Alors que les relations diplomatiques et commerciales entre les deux géants, l’un démographique l’autre géographique, ne cessent de se détériorer, elles pourraient cette fois avoir atteint un point de non-retour.

Causes des tensions

A l’origine de la colère d’Ottawa, de sombres histoires d’espionnage et de corruption orchestrées par Pékin sur le sol canadien. « Il y a de fortes indications que le département du Travail du Front uni du Parti communiste chinois est très actif dans les opérations de capture de membres de l’élite que mènent l’ambassade de Chine à Ottawa et les consulats à travers le Canada », explique Charles Burton, sinologue du Macdonald-Laurier Institute d’Ottawa.

La Chine dispose de nombreux postes de police chinois illégaux au Canada (à Toronto et Vancouver notamment) grâce auxquels elle persécute ses ressortissants qu’elle juge dérangeants. « Des communautés et des groupes ouïgours, tibétains, de Hongkong, du Falun Gong et pro-démocratie, ont été ciblés. Ils ont subi des intimidations, des menaces, ici, au Canada, tout comme les membres de leur famille en Chine, en raison de leur militantisme pour les droits de la personne », détaille Alex Neve, professeur à la faculté de droit de l’université d’Ottawa et de la Dalhousie University.

Ottawa accuse également Pékin de se livrer à un espionnage industriel massif sur son territoire. « Certains secteurs sont plus visés que d’autres: la biopharmaceutique, la santé, l’intelligence artificielle, les technologies quantiques, les technologies marines et l’aérospatiale », précise le directeur des services de renseignement canadiens, David Vigneault.

Alex Neve résume la situation ainsi : «Le statu quo n’est plus suffisant dans la relation Canada-Chine.

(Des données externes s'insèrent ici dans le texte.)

PR #10477, opened 2024-02-13
fix(sdk): fix compilation error when default contains escape sequence

### LINKED ISSUE #10438: [sdk] Newline characters in PythonComponent arguments break YAML compilation
### Environment

*  KFP version: N/A (Python SDK issue)
*  KFP SDK version: v2.5.0

### Steps to reproduce

I noticed that syntactically invalid YAML is produced when compiling a standard Kubeflow PythonComponent, which contains a "\n" string in function arguments. The bug only affects compilation to YAML (JSON works fine). 

### Expected result

Syntactically valid YAML should be produced, and the pipeline should be runnable on Kubeflow.

### Materials and Reference

[Example source Python](https://github.com/ndebuhr/kubeflows-hub/blob/e13dbbbab45c05610533fffdfca21b29003e09ac/split/components.py#L95)
[Example compiled YAML](https://github.com/ndebuhr/kubeflows-hub/blob/e13dbbbab45c05610533fffdfca21b29003e09ac/split/split-on-tokens-openai.yaml#L8)

---

connor-mccarthy:
Fixes #10438.

**Checklist:**

### DIFF
--- a/sdk/python/kfp/compiler/compiler_test.py
+++ b/sdk/python/kfp/compiler/compiler_test.py
@@ -2381,6 +2381,34 @@ class TestYamlComments(unittest.TestCase):
         # test reloaded comments
         self.assertIn(predicted_comment, reloaded_yaml_content)
 
+    def test_comment_with_newline_chars(self):
+
+        @dsl.component
+        def foo(
+            n: str = '\n',
+            r: str = '\r',
+            t: str = '\t',
+        ):
+            pass
+
+        with tempfile.TemporaryDirectory() as tmpdir:
+            pipeline_spec_path = os.path.join(tmpdir, 'output.yaml')
+            compiler.Compiler().compile(
+                pipeline_func=foo,
+                package_path=pipeline_spec_path,
+            )
+
+            with open(pipeline_spec_path, 'r+') as f:
+                reloaded_yaml_content = f.read()
+        expected_comment = textwrap.dedent("""\
+            # PIPELINE DEFINITION
+            # Name: foo
+            # Inputs:
+            #    n: str [Default: '\\n']
+            #    r: str [Default: '\\r']
+            #    t: str [Default: '\\t']""")
+        self.assertTrue(reloaded_yaml_content.startswith(expected_comment))
+
 
 class TestCompileThenLoadThenUseWithOptionalInputs(unittest.TestCase):
 
--- a/sdk/python/kfp/compiler/pipeline_spec_builder.py
+++ b/sdk/python/kfp/compiler/pipeline_spec_builder.py
@@ -2038,6 +2038,9 @@ def extract_comments_from_pipeline_spec(pipeline_spec: dict,
         'outputDefinitions': '# Outputs:'
     }
 
+    def escape_linebreak_characters(text: str) -> str:
+        return text.encode('unicode_escape').decode('ascii')
+
     def collect_pipeline_signatures(root_dict: dict,
                                     signature_type: str) -> List[str]:
         comment_strings = []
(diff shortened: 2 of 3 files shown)


sdk/python/kfp/compiler/compiler_test.py
```diff
@@ -2381,6 +2381,29 @@ def my_pipeline(sample_input1: bool = True,
         # test reloaded comments
         self.assertIn(predicted_comment, reloaded_yaml_content)
 
+    def test_comment_with_newline_chars(self):
+
+        @dsl.component
+        def foo(n: str = '\n', r: str = '\r'):
+            ...
```
chensun, line 2388: nit: Though compiler don't look into the function body, but I'd suggest at least keep it a valid Python syntax, e.g.: use `pass` instead of `...`.

sdk/python/kfp/compiler/pipeline_spec_builder.py
```diff
@@ -2038,6 +2038,9 @@ def extract_comments_from_pipeline_spec(pipeline_spec: dict,
         'outputDefinitions': '# Outputs:'
     }
 
+    def escape_linebreak_characters(text: str) -> str:
+        return text.replace('\n', '\\n').replace('\r', '\\r')
```
chensun, line 2042: I think this fix is incomplete. While this fixes the reported issue, others non-printables like `'\t'` may not break the yaml, but they won't display correctly in the comment string.

sdk/python/kfp/compiler/pipeline_spec_builder.py
```diff
@@ -2079,8 +2082,8 @@ def collect_pipeline_signatures(root_dict: dict,
                 string = '#    ' + signature['name'] + ': ' + signature[
                     'parameterType']
                 if 'defaultValue' in signature:
-                    string += ' [Default: ' + str(
-                        signature['defaultValue']) + ']'
+                    string += ' [Default: ' + escape_linebreak_characters(
```
chensun, line 2085:
```suggestion
                    string += ' [Default: ' + repr(
```

sdk/python/kfp/compiler/pipeline_spec_builder.py
```diff
@@ -2079,8 +2082,8 @@ def collect_pipeline_signatures(root_dict: dict,
...
+                        str(signature['defaultValue'])) + ']'
```
chensun, line 2086:
```suggestion
                       signature['defaultValue']) + ']'
```

sdk/python/kfp/compiler/pipeline_spec_builder.py
chensun: I think this might be a simpler and more complete fix?

chensun (changes requested):

sdk/python/kfp/compiler/compiler_test.py
connor-mccarthy: Done.

sdk/python/kfp/compiler/pipeline_spec_builder.py
connor-mccarthy: Explicitly type casting is needed here, since the default value will not be implicitly casted when string concatenation is performed via addition.

Since converting all uses of addition to f-strings in this function would distract from the intent of the PR, I'll omit this change.

sdk/python/kfp/compiler/pipeline_spec_builder.py
chensun: Actually I'm not sure which one is more faithful, extra quotes vs. extra backslash. 
Extra quotes would be more consistent as it's universally applied on all strings. Extra backslash is less intrusive and only visible on certain cases.

chensun (commented):
/lgtm

PR #10494, opened 2024-02-15
fix(sdk): Prevents dsl.ParallelFor over single parameter from compiling.

KevinGrantLee:

Prevents the following pipeline from compiling
```
@dsl.component
def str_identity(s: str) -> str:
    return s


@dsl.pipeline
def my_pipeline():
  single_param = str_identity(s='string')
  with dsl.ParallelFor(items=single_param.output) as item:
      str_identity(s=item)
```

The component `str_identity` outputs a `str` so routing this to `dsl.ParallelFor` does not make sense.

**Checklist:**


sdk/python/kfp/dsl/for_loop_test.py
```diff
@@ -144,6 +144,24 @@ def test_loop_parameter_argument_from_pipeline_channel(
...
+        },)
+    def test_loop_parameter_argument_from_single_pipeline_channel_raises_error(
+            self, channel):
+        with self.assertRaisesRegex(
+                ValueError,
+                r'Cannot iterate over a single Parameter using `dsl\.ParallelFor`\. Expected a list of Parameters as argument to `items`\.'
+        ):
+            loop_argument = for_loop.LoopParameterArgument.from_pipeline_channel(
+                channel)
+
```
connor-mccarthy, line 164: Can we add a test for this with some example user code to `compiler_test.py`?

sdk/python/kfp/dsl/for_loop.py
```diff
@@ -188,6 +191,13 @@ def from_pipeline_channel(
         compilation progress in cases of unknown or missing type
         information.
         """
+        if not isinstance(channel, for_loop.LoopArgumentVariable):
```
connor-mccarthy, line 194: For my own understanding, is this condition needed for nested loops? Perhaps add a comment to indicate its purpose.

Can we ensure we have test coverage for both cases (i.e., `True` and `False`)?

connor-mccarthy (changes requested):
Thank you, @KevinGrantLee!

sdk/python/kfp/dsl/for_loop_test.py
KevinGrantLee: Done, will add the corresponding test for single artifacts too in the next pr

sdk/python/kfp/dsl/for_loop.py
KevinGrantLee: Per offline convo, ignoring nested loop case (channel is LoopArgumentVariable). Added todo

sdk/python/kfp/dsl/for_loop.py
```diff
@@ -188,6 +191,16 @@ def from_pipeline_channel(
...
         """
+        # TODO: if is LoopArgumentVariable, check if nested items are lists
+        if not isinstance(channel, LoopArgumentVariable):
+            type_name = type_annotations.get_short_type_name(
+                channel.channel_type)
+            parameter_type = type_utils.PARAMETER_TYPES_MAPPING[
+                type_name.lower()]
+            if parameter_type != type_utils.LIST:
+                raise ValueError(
+                    'Cannot iterate over a single Parameter using `dsl.ParallelFor`. Expected a list of Parameters as argument to `items`.'
```
connor-mccarthy, line 202:
```suggestion
                    'Cannot iterate over a single parameter using `dsl.ParallelFor`. Expected a list of parameters as argument to `items`.'
```

Our error messages do not capitalize the "P" in parameter elsewhere in the SDK.

sdk/python/kfp/dsl/for_loop.py
```diff
@@ -188,6 +191,16 @@ def from_pipeline_channel(
         compilation progress in cases of unknown or missing type
         information.
         """
+        # TODO: if is LoopArgumentVariable, check if nested items are lists
```
connor-mccarthy, line 194: Up to you whether to keep or remove the `TODO`, but I don't think this is feasible within the current system. Perhaps this should just be a note about the case we cannot validate, rather than a TODO.

sdk/python/kfp/dsl/for_loop.py
```diff
@@ -16,7 +16,10 @@
 import re
 from typing import Any, Dict, List, Optional, Union
 
+from kfp.dsl import for_loop
```
connor-mccarthy, line 19: This import is unused

connor-mccarthy (changes requested):
Thanks, Kevin!

connor-mccarthy (approved):
/lgtm
/approve

Thank you, @KevinGrantLee!

PR #3531, opened 2018-04-18
Scala two evel-gone

cjllanwarne:


project/Settings.scala
```diff
@@ -104,13 +102,10 @@ object Settings {
...
-      case Some((2, 11)) =>
-        // Scala 2.11 takes a simplified set of options
-        baseSettings
       case _ =>
         throw new NotImplementedError(
           s"Found unsupported Scala version '${scalaVersion.value}'." +
-            s" ${name.value} does not support versions of Scala other than 2.11 or 2.12.")
+            s" ${name.value} does not support versions of Scala other than 2.12.")
     }),
     // http://stackoverflow.com/questions/31488335/scaladoc-2-11-6-fails-on-throws-tag-with-unable-to-find-any-member-to-link#31497874
```
cjllanwarne: Wasn't sure if this was 2.11 specific?

project/Settings.scala
```diff
@@ -130,17 +125,16 @@ object Settings {
      */
     coverageEnabled := (CrossVersion.partialVersion(scalaVersion.value) match {
       case Some((2, 12)) => sys.env.get("ENABLE_COVERAGE").exists(_.toBoolean)
```
cjllanwarne: There's a comment here about "once 2.11 is gone we can..." - but I wasn't sure how to action that

geoffjentry:
Make a note in the changelog that 2.11 support is gone

project/Settings.scala
kshakir: The comment is referring to any line in the codebase using `ENABLE_COVERAGE`. Each case should be cleaned up to remove this code.

FYI we will likely be putting this all back shortly due to 2.13 coming out very soon, but that can just be a revert of this PR.

cjllanwarne: So... you want me to remove this line and with it the option to not generating coverage with sbt?

Eg, right now my laptop won't generate coverage because that env variables isn't set - isn't that what we want?

kshakir: Nah, don't remove it on my account. I was only referring to "if one wanted to remove this code..." As I said I think this will all brb.

If you run `sbt test` it won't generate coverage for you. But if you run `test.sh` coverage will be generated as that script has the `ENABLE_COVERAGE` embedded within its layers.

PR #3532, opened 2018-04-18
Fix SFS hard linking

mcovarr:
🙈


cjllanwarne:
ToL: is it possible to test that this doesn't unfix itself in the future?

cjllanwarne:
Looks pretty show-stopping... how did we not hit this before (because we don't usually hard link?)

mcovarr:
Jeff and I have been hitting this nonstop, we just didn't realize what it was saying. 😬 It's SFS only so that limits the visibility.

geoffjentry:
Yeah, I didn't notice it until I started having trouble due to our VM shenanigans over the weekend and at that point I was thinking it was an artifact of all that

mcovarr:
Detritus still errors on hard linking, I think we may not have created the execution directory first.

mcovarr:
It looks like Chris is going to get his wish for tests since this fix seems to have broken some of the existing SFS hard linking tests. 😮

mcovarr:
Needs more investigation. Something is definitely not right here but not sure this is it.

mcovarr:
So it appears my proposed changes here fixed call cache hit copy hard linking (except for detritus) but broke input localization hard linking. More investigation needed...

PR #3539, opened 2018-04-20
Decoupling custom labels and Google Labels; Removing restrictions on custom labels

salonishah11:
Custom labels will not be pushed to Google Cloud. Also, the restrictions on custom labels are removed, except the size which is now increased to 255. Now user can enter anything as key and value.


geoffjentry:
Make sure to make a note of this in the `CHANGELOG.md` file as well as modify `Labels.md` as appropriate

salonishah11:
@Horneth I did rebase it. But I think the problem was that initially I had created my branch based off your branch for PAPI, so I think it somehow added all those commits.

core/src/test/scala/cromwell/core/labels/LabelSpec.scala
```diff
@@ -13,21 +13,30 @@ class LabelSpec extends FlatSpec with Matchers {
...
+    "now valid 255 character key-at vero eos et accusamus et iusto odio dignissimos ducimus qui blanditiis praesentium voluptatum deleniti atque corrupti quos dolores et quas molestias excepturi sint occaecati cupiditate non provident, similique sunt in culpa",
+    "!@#$%^&*()_+={}[]:;'<>?,./`~"
   )
 
   val goodLabelValues = List(
     "11f2468c-39d6-4be3-85c8-32735c01e66b",
-    ""
+    "",
+    "!@#$%^&*()_+={}[]:;'<>?,./`~",
+    "now valid 255 character value-at vero eosd accusamus et iusto odio dignissimos ducimus qui blanditiis praesentium voluptatum deleniti atque corrupti quos dolores et quas molestias excepturi sint occaecati cupiditate non provident, similique sunt in culpa",
```
mcovarr: Should be "eos" (no 'd' at the end) - though if this is only a long string test and not a match test then that isn't really an issue, except for my Ancient Roman OCD.

supportedBackends/google/pipelines/v1alpha2/src/main/scala/cromwell/backend/google/pipelines/v1alpha2/api/StatusRequestBatchHandler.scala
```diff
@@ -145,4 +145,4 @@ private[api] object StatusRequestBatchHandler {
   private def eventIfExists(name: String, metadata: Map[String, AnyRef], eventName: String): Option[ExecutionEvent] = {
     metadata.get(name) map { time => ExecutionEvent(eventName, OffsetDateTime.parse(time.toString)) }
   }
-}
+}
```
mcovarr: revert change

PR #3541, opened 2018-04-21
CWL Call Caching

mcovarr:
Fully caches Genome in a Bottle chm to run in ~2 hours. Still waiting on results from GIAB Joint because that takes much longer and has to be restarted for sporadic failures, but all the calls so far will cache.


cwl/src/main/scala/cwl/CommandLineTool.scala
```diff
@@ -381,7 +381,29 @@ object CommandLineTool {
...
+    //
+    // CommandOutputParameter(file:///var/folders/qh/vvrlr2q92mvb9bb45sttxll4y3gg2g/T/e17762d1-9921-46c5-833e-cb47e3c3bdfd.temp.1197611185902619026/e17762d1-9921-46c5-833e-cb47e3c3bdfd.cwl#ps/ea5165fc-8948-43ae-8dec-3c0468b56bcb/ps-stdOut,None,None,None,None,None,Some(CommandOutputBinding(Some(Inl(Inr(Inl(ps-stdOut.txt)))),None,None)),Some(Inl(Inl(File))))
+    //
+    // after:
+    //
+    // CommandOutputParameter(ps-stdOut,None,None,None,None,None,Some(CommandOutputBinding(Some(Inl(Inr(Inl(ps-stdOut.txt)))),None,None)),Some(Inl(Inl(File))))
+    //
+    // This is possibly too strict (i.e. some of these fields may be irrelevant for cache hit determination), but preferable
+    // to having false positives.
+    // Also two coproduct types that can be either single or Arrays have custom stringifying folds for arrays.
```
kshakir: Use `/* */` instead of multiple `//`, or even better yet for this method `/** */`.

cwl/src/main/scala/cwl/model.scala
```diff
@@ -90,6 +91,60 @@ case class ArgumentCommandLineBinding(
...
+
+object SecondaryFilesCacheableString extends Poly1 {
+  import Case._
+
+  implicit def one: Aux[StringOrExpression, String] = at[StringOrExpression] {
+    _.toString
+  }
+
+  implicit def array: Aux[Array[StringOrExpression], String] = at[Array[StringOrExpression]] {
+    "Array(" + _.mkString(",") + ")"
```
kshakir: I'll leave it to your preference, but there's also: 

```scala
_.mkString("Array(", ",", ")")
```

wom/src/main/scala/wom/types/WomFloatType.scala
```diff
@@ -11,8 +11,11 @@ case object WomFloatType extends WomPrimitiveType {
   override protected def coercion = {
     case f: Float => WomFloat(f.toDouble)
     case d: Double => WomFloat(d)
+    case i: Integer => WomFloat(i.toDouble)
     case n: JsNumber => WomFloat(n.value.doubleValue())
     case f: WomFloat => f
+    case i: WomInteger => WomFloat(i.value.toDouble)
+    case l: WomLong => WomFloat(l.value.toDouble)
```
kshakir: I personally love this, but I think the above breaks the WDL draft-2 spec as ints cannot be cast to floats. (And it doesn't even mention "long" so...)

https://github.com/openwdl/wdl/blob/master/versions/draft-2/SPEC.md#type-coercion

cc: @cjllanwarne @aednichols for their thoughts.

PR #3545, opened 2018-04-23
Wire in draft3 globs

cjllanwarne:


wdl/transforms/draft3/src/main/scala/wdl/draft3/transforms/linking/expression/values/EngineFunctionEvaluators.scala
```diff
@@ -443,6 +443,16 @@ object EngineFunctionEvaluators {
     }
   }
 
+  implicit val globFunctionValueEvaluator: ValueEvaluator[Glob] = (a, inputs, ioFunctionSet, forCommandInstantiationOptions) => {
+    processValidatedSingleValue[WomString, WomArray](a.param.evaluateValue(inputs, ioFunctionSet, forCommandInstantiationOptions)) { globString =>
+      for {
+        globbed <- Try(Await.result(ioFunctionSet.glob(globString.valueString), ReadWaitTimeout)).toErrorOr
```
kshakir: `Try(block).toErrorOr` can be written more compactly as `validate(block)`.

https://github.com/broadinstitute/cromwell/blob/31/common/src/main/scala/common/validation/Validation.scala#L29-L32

Il y a eu trop de points irritants et de tensions et aucun moyen efficace d’y répondre ».

Ottawa hausse le ton 

Face à ces ingérences, le Canada montre désormais les crocs, en la personne de Mélanie Joly, la ministre des Affaires étrangères canadienne, qui se montre on ne peut plus claire. « Nous défierons la Chine quand nous le devrons », un régime dont « les intérêts et les valeurs s’éloignent de plus en plus des nôtres », a récemment déclaré la ministre en conférence de presse. 

Un aplomb face à la Chine que peu de pays occidentaux osent, car ils ne disposent pas des mêmes armes qu’Ottawa. En effet, le Canada jouit de vastes ressources naturelles, dont la Chine est dépendante, tout en étant très peu dépendant commercialement de Pékin (près de 72 % des exportations canadiennes se font avec les États-Unis). 

Ainsi, comme l’a rappelé Mélanie Joly fin novembre, le Canada serait prêt à rompre complètement ses relations commerciales avec Pékin, en tournant sa stratégie indo-pacifique vers l’Inde et les pays de l’Asie du Sud-Est. « Le Canada est convenu d’un dialogue stratégique avec les États-Unis sur la politique indo-pacifique. Et Ottawa a demandé son admission au Cadre économique indo-pacifique pour la prospérité dirigé par les États-Unis. Il est probable que ces derniers aient exigé que le Canada fasse preuve de plus de détermination à l’égard de la Chine », explique Charles Burton.